Trying to steer public opinion

January 22, 2006|By RICHARD SOBEL AND DAVID NELSON

When the public speaks, the government listens and typically responds, even in times of war.

While the American public reputedly lacks the patience and the willingness to bear the costs of war, the history of public attitudes during military conflict reflects differing patterns. When victory eludes the nation, support wanes. When the cause is just and the results are successful, the public can hold the course - also during times of travail.

In Iraq, public support was high initially and for more than two years, but in recent months it has dropped below majority levels. Half of Americans now think it was a mistake to have entered the fighting, and a sizable majority disapproves of the president's handling of the war.

While rarely do politicians follow academic insights, evidently the Bush administration is heeding research pioneered at the RAND Corp. showing that results and success buoy public attitudes and staunch declining support. Though reality rather than rhetoric reveals results, President Bush now speaks of victory more often in hope of rallying the American public. Defense Secretary Donald H. Rumsfeld criticizes the media for focusing on the negative, particularly casualties.

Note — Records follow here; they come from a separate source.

PR #1357, opened 2026-09-08
fix: restore session action menu triggers

yzxoi:
The session action button could render without a Popover click handler because Solid reactive Tooltip JSX was mistaken for a component. Separate rendered `trigger` content from explicit `triggerAs` components, forwarding Kobalte events, ref and accessibility attributes to the actual session button while preserving the public plugin API.

Browser regressions cover reactive Tooltip content, repeated actions, Enter/Space activation, Escape dismissal, focus return and the public plugin component. Each focus scenario uses a fresh document and waits for content autofocus before keyboard dismissal.

Integration validation also fixes two test issues exposed during the batch review: the Channel acceptance completion observer only resolves for its target session, with a second real session exercising isolation; the attachment card added in #1352 has an exact-file coverage exemption because its three Playwright tests execute outside Bun lcov instrumentation. Coverage thresholds are unchanged.

Validation: five consecutive Popover browser runs (20 cases), all 766 connections tests, three attachment-card browser tests, the coverage manifest validator, and all 16 local quality gates passed. The combined frontend production build and production-host conversation/composer/plugin acceptance tests also passed. Commit and push hooks ran normally.


yzxoi (commented):
Reviewed the current Popover and plugin-binding changes. The real browser regression suite passes all 4 tests after building the public Plugin dependency, including pointer/keyboard interaction and focus restoration. No blocking findings. GitHub does not allow the PR author to approve this PR; the current account is the author.

yzxoi (commented):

Support declined for the Vietnam and Korean wars as casualties rose. In those conflicts, the numbers were multiples higher and the time frames longer. Though the media often were blamed for souring public approval, studies about the1968 Tet offensive and the Army in Vietnam showed that most press coverage was favorable and that the media did not drive public disapproval.

Moreover, the same pattern of declining support manifested itself in the Soviet Union during its Afghanistan war, as the body bags silently returned to private grief and anger. Eventually, as the U.S. did in Vietnam, that superpower also had to withdraw.

During the Vietnam debates, Vermont Sen. George D. Aiken suggested that the United States declare victory and get out. Do rhetorical and public diplomacy strategies today bode a similar approach, and is the combination likely to work?

The history of the Reagan administration's rhetorical and public diplomacy efforts indicates that presidents can drive up public support, but only so far. Though the majority never approved the funding of the Nicaraguan contras against the Sandinista government in the 1980s, public support for the contras here rose by about 10 percent to 15 percent in polls over a three-year campaign by the great communicator.

Yet despite Ronald Reagan's use of the bully pulpit and public diplomacy strategies, the majority of Americans remained unpersuaded to support that proxy war, which ended in electoral victory for the opposition through the ballot, not bullets.

Similarly unrecognized during Bosnia and Kosovo in the 1990s were higher levels of public support than the media or politicians reported. And the successes of the operations there - with little costs beyond dropping bombs - contributed to steadying support and greater trust in the military. With no Americans in ground combat or coming home as casualties from more clearly humanitarian interventions then, comparison to today's war is difficult.

Yet the idea that public diplomacy or a public relations campaign can sell an unpopular war is unlikely to provide long-term staying power. A rule of thumb is that public perceptions of foreign policy initiatives respond about 80 percent to policy and 20 percent to presentation. And the Iraq policy and results appear not to be changing fundamentally enough to alter this equation.

The daily barrage of suicide bombings and the constant trickle of American losses don't help. The passage of time with little progress frustrates the public - missing a strategy for victory or stability or withdrawal. The rising human and financial costs, now exceeding $225 billion (a third of Vietnam's cost in today's dollars), take their toll in spirit and public attitudes. The successful election in Iraq, with high turnout also among previously disaffected Sunnis, bodes better. But it's too soon to tell.

The president's calls for victory may boost support slightly, as might a major offensive there or a national crisis here that rallies approval. Support is likely to flag again absent lowered levels of fighting, or clear military success by a likely larger U.S. or growing Iraqi force. Sen. John McCain, Arizona Republican, has called for more troops; Rep. John P. Murtha, Pennsylvania Democrat, wants to bring our men and women out. The level of alternative voices isn't currently loud enough to drive the debate, so Mr. Bush and Mr. Rumsfeld are taking the lead.